A Catholic Monthly Magazine

Recognising Saints

I am sure that many of us have had the experience of wondering whether this one or that one could be a saint.

Saint

Fr Ken Scully sm, 1928-2000

Such wondering could be asked of a priest I knew at the seminary, who was the professor of moral theology. He looked like a clown, dressed like a tramp, and lived like a gypsy. He was what one would call sui generis, or even eccentric. He was a great advocate of the English economist, E. Schumacher’s little book, Small is Beautiful – economics as if people mattered.

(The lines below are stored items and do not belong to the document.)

PR #757, opened 2019-06-05
feat(DatePicker): Exporting DatePickerSelection

ogandose:
Exporting DatePickerSelection so that the DatePicker can be used without a Dropdown.

### DIFF
--- a/packages/axiom-components/src/DatePicker/DatePickerSelection.js
+++ b/packages/axiom-components/src/DatePicker/DatePickerSelection.js
@@ -4,7 +4,6 @@ import Grid from '../Grid/Grid';
 import GridCell from '../Grid/GridCell';
 import DatePickerHeaderControl from './DatePickerHeaderControl';
 import DatePickerViewMonth from './DatePickerViewMonth';
-import SelectedDateOrRangePropTypes from './SelectedDateOrRangePropTypes';
 import {
   addMonths,
   dateOrNow,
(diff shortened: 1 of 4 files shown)


packages/axiom-components/src/index.js
```diff
@@ -50,6 +50,7 @@ export { default as DataPicker } from './DataPicker/DataPicker';
 export { default as DataPickerDropdown } from './DataPicker/DataPickerDropdown';
 export { default as DataPickerMeta } from './DataPicker/DataPickerMeta';
 export { default as DatePicker } from './DatePicker/DatePicker';
+export { default as DatePickerSelection } from './DatePicker/DatePickerSelection';
```
tomru: `DatePickerSelection` seems to be the right level to export for the use-case we discussed in the WG. It's not the best naming that I chose for it back then. Now that we export it, maybe it's time for a better name... Any good ideas?

packages/axiom-components/src/DatePicker/DatePickerSelection.js
```diff
@@ -17,12 +16,46 @@ import './DatePicker.css';
 
 export default class DatePickerSelection extends Component {
   static propTypes = {
+    /**
+     * The date that should be shown to the user when the picker opens.
+     * When a selected date or range is given, this supersedes this
```
MariamBashir:
```suggestion
     * When a selected date or range is given, that supersedes this
```

packages/axiom-components/src/index.js
lpoulter: `DatePickerSelection` is ok. Other options I can think off;
*`DatePickerCalendar`
*`DatePickerSelectionCalendar`

tomru: if you are fine maybe `DatePickerSelection` is just fine. My second choice would be `DatePickerCalendar` ....

tomru: Let's leave it for now as `DatePickerSelection`...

He would regularly bike erratically each week to go fly fishing. No one ever evidenced it, but instead of catching fish (I don’t think he ever did), like St Anthony, he probably preached to them. One of his distinguishing marks, apart from being refreshingly un-selfconscious, was his genius. He had the gift of putting very complicated concepts most simply. Whenever he could, he would communicate in images, usually ones he drew himself. In terms of artistic ability, he was creatively challenged, being compensated though by the provocative message his images embodied.

One such was on that mercurial concept, love. On butcher paper he had scrawled a map of modern Israel or Palestine, depending on your political persuasion. It was devoid of borders or people of different ideological fanaticisms. It had the harp-shaped lake of Galilee at the top, sporting a geeky smile, a wiggly line mimicking the river Jordan flowing into an unsymmetrical rectangle with a glum, frowning face, the Dead Sea.

He then posed a question: why did the Sea of Galilee have a happy face and the Dead Sea a sad face? Why? Because the Sea of Galilee was always giving, in contrast to the Dead Sea, which never gave and only took, always taking water from the Sea of Galilee via the Jordan River.

And there, he chortled, was something of the kind of love Jesus wants us to have for each other when he said, ‘Love one another as I have loved you.’ Always joyfully and spontaneously giving. Ken Scully sm flew with the angels. Why? Because he took himself so lightly. Saints are like that.